2. Go into Nik Silver Efex Pro 2 – this image used the High Structure (Harsh) preset, which seems to be a good starting place on most images tried (and Dan Hughes started with this one). Go to the Color Filter section and set the Color and Color Strength slider. Adjust globally the Contrast sliders and Structure sliders. If the clouds look too sharp, which they did in this image, use a (-) Control Point on the clouds to remove some of the effect in this area. Add (+) Control Points in areas you want more Contrast or Fine Structure. The Structure sliders add texture to the image and make it appear very sharp. Exit to Photoshop and change the Layer Blend Mode to Luminosity – this is an important step!
3. Open Nik Color Efex Pro 4. Any of your favorite filters can be selected but the above image and Nik’s example used these two filters stacked: Brilliance/Warmth – use the Perceptual Saturation slider which works like the human eye sees color; and Darken/Lighten Center which acts like a vignette. Exit to Photoshop.
4. Final steps to consider are adding a High Pass filter to sharpen the image further, and adding a Curves Adjustment Layer for additional contrast. Not all images will need these steps, but both were used on the image above using a High Pass Radius set to 8.9 and a Curves Adjustment Point set to -1/2. (See the tip on the image in my Tidbits Blog “I Didn’t Know That! Curves Adjustment Layers.”)
The view of the coastline from one end of the Hilton Waikoloa Resort used the exact same workflow as above. Nik’s Viveza 2 filter was added after the other two plug-ins to even out the saturation in the brown rock wall. This could have been done in Photoshop using a Hue/Saturation Adjustment Layer with the mask filled to black – use a soft brush set to low opacity to bring in the saturation where you want it.
This is an image of the road up Mauna Kea volcano on the Big Island in Hawaii – it has a bit of a surreal feel but the wild yellow daisies were beautiful and unusual.

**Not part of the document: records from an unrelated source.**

PR #2083, opened 2018-09-24
Add support for apps to Singularity 3.0

bauerm97:

As title says, this PR adds apps to Singularity v3.0.0 in a very "plugin-like" manner. This will give us a nice clean way of building apps as a plugin when plugin support is fully introduced in 3.1, this is very much a prototype of that functionality (except linked statically instead of dynamically)

### DIFF
--- a/src/pkg/syplugin/build.go
+++ b/src/pkg/syplugin/build.go
@@ -9,6 +9,8 @@ import (
 	"fmt"
 	"sync"
 
+	"github.com/sylabs/singularity/src/pkg/apps"
+	"github.com/sylabs/singularity/src/pkg/build/types"
 	"github.com/sylabs/singularity/src/pkg/sylog"
 )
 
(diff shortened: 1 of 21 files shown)


src/pkg/syplugin/build.go
```diff
@@ -0,0 +1,117 @@
...
+
+// BuildPlugin is the interface for plugins on the build system
+type BuildPlugin interface {
+	Name() string
+	HandleSection(string, string)
+	HandleBundle(*types.Bundle)
+	HandlePost() string
+}
+
+// func init() {
```
yhcote, line 114: Do you want to remove that ?

src/plugins/apps/apps.go
```diff
@@ -0,0 +1,318 @@
...
+
+func appMeta(b *types.Bundle, a *App) string {
+	return filepath.Join(appBase(b, a), "/scif/")
+}
+
+func appData(b *types.Bundle, a *App) string {
+	return filepath.Join(b.Rootfs(), "/scif/data/", a.Name)
+}
+
+func writeFile(path string, perm os.FileMode, s string) error {
```
yhcote, line 293: what about ioutil/WriteFile()?

src/pkg/syplugin/build.go
bauerm97: Yea, I'll make a PR removing the comments once we tag beta

yhcote (approved):
Looks OK to me.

The same basic workflow was used except that the stacked filters used in Color Efex Pro are the Detail Extractor, the Graduated Neutral Density to darken the top some, and Pro Contrast to make the yellow flowers show up more. A Hue/Saturation Adjustment Layer was targeted for just the flowers (using the same technique as on the wall above) to get the correct yellow tone. The original filters from the workflow were tried first, but the results did not look quite right to me so more experimenting had to be done until I came up with the ones used. Don’t get discouraged if you do not like the results with the filters you start with – there is always something in Color Efex Pro that will enhance even the most difficult images.
Image is of Lapakahi State Historical Park on the Big Island in Hawaii, which shows part of a 600 year old village ruins. It was processed using the above workflow and adding Midnight to the bottom of the stack to get a little less of that bright daylight look. Otherwise the same workflow was followed.

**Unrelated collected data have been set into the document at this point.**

PR #2091, opened 2018-09-25
Development 3.0: Add actions script check for old formats

### LINKED ISSUE #2014: singularity instance start does not work, provides no error
## Version of Singularity:

$ singularity --version
singularity version 3.0.0-alpha.1-468-gb034a40-dirty

### Expected behavior

$ singularity instance start Default.sif www
$ echo $?
0
$ singularity instance list
<instance info shown here>

### Actual behavior

$ singularity instance start Default.sif www
$ echo $?
1
$ singularity instance list
$ singularity --verbose instance start Default.sif www
$ echo $?
1

$ sudo singularity build Default.sif examples/busybox/Singularity
INFO:    Starting build...
INFO:    Adding runscript
INFO:    Creating SIF file...
INFO:    Build complete!
$ singularity instance start Default.sif www
$ echo $?
1
$ singularity instance list
$ singularity --verbose instance start Default.sif www
$ echo $?
1

cclerget:

This PR add actions script checks for old formats.

- Fixes #2014

**Checkoff for all PRs:**

### DIFF
--- a/src/runtime/engines/singularity/process.go
+++ b/src/runtime/engines/singularity/process.go
@@ -28,6 +28,12 @@ import (
 )
 
 func (engine *EngineOperations) checkExec() error {
+	shell := engine.EngineConfig.GetShell()
+
+	if shell == "" {
+		shell = "/bin/sh"
+	}
+
 	args := engine.EngineConfig.OciConfig.Process.Args
 	env := engine.EngineConfig.OciConfig.Process.Env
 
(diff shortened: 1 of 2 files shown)


src/runtime/engines/singularity/process.go
```diff
@@ -28,6 +27,80 @@ import (
...
+	}()
+
+	for _, keyval := range env {
+		if strings.HasPrefix(keyval, "PATH=") {
+			os.Setenv("PATH", keyval[5:])
+			break
+		}
+	}
+
+	if _, err := exec.LookPath(args[0]); err == nil {
```
bauerm97, line 57: Would add a comment here:

`// If args[0] is an absolute path, exec.LookPath() looks for this file directly instead of within PATH`

src/runtime/engines/singularity/process.go
```diff
@@ -28,6 +27,80 @@ import (
...
+		return nil
+	}
+
+	switch args[0] {
```
bauerm97, line 63: I would add a comment for clarity:
`// If args[0] isn't executable (either via PATH or absolute path), look for alternative approaches to handling it`

src/runtime/engines/singularity/process.go
```diff
@@ -99,7 +154,7 @@ func (engine *EngineOperations) StartProcess(masterConn net.Conn) error {
 	}
 
 	// Spawn and wait container process, signal handler
-	cmd := exec.Command(args[0], args...)
+	cmd := exec.Command(args[0], args[1:]...)
```
bauerm97, line 167: What's the purpose of this change here?

bauerm97 (changes requested):
Other than those two comments I think we should add for clarity, I really like this change.

src/runtime/engines/singularity/process.go
cclerget: To avoid redundant first argument, `Command` is not `syscall.Exec` :)

bauerm97 (approved):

The Umauma Falls image is an example of a more difficult image to process. The first iteration used the settings in the workflow – it looked okay but the waterfalls were lost in the all the detail and color in the image. So I went back into Color Efex Pro 4 and started over. This time the following filters were stacked: Detail Extractor; Foliage to make the yellow flowers show up better; Remove Color Cast for the overdone yellow-green feel that is common in nature shots; Midnight – this filter made the image pop and gave it a “later in the day” feel (set to Color Set Blue, Blur slider moved way back to 10%, and the overall opacity of the filter set to 58%); and Vignette Blur using Type 3 to guide the eye through the image – a couple (-) control points were set on the waterfalls so they stayed in focus. After changing the plug-in filters, the whole image took on a totally different look. I think it gives a more unique look to the falls and does not look as much like your typical tourist shot.
QUICK TIPS: When working with Color Efex Pro 4, be sure to experiment with the Shadows and Highlights sliders at the bottom of many of the filters. By moving the sliders even just a little, you can bring out some missing details so be sure to check it out each time. Also, click on the arrow by the Control Points to get to the filter’s overall opacity sliders and try reducing some of the effect. The Midnight filter at 100% looked way overdone on the waterfall image. Press P to toggle between your original and your current look quickly.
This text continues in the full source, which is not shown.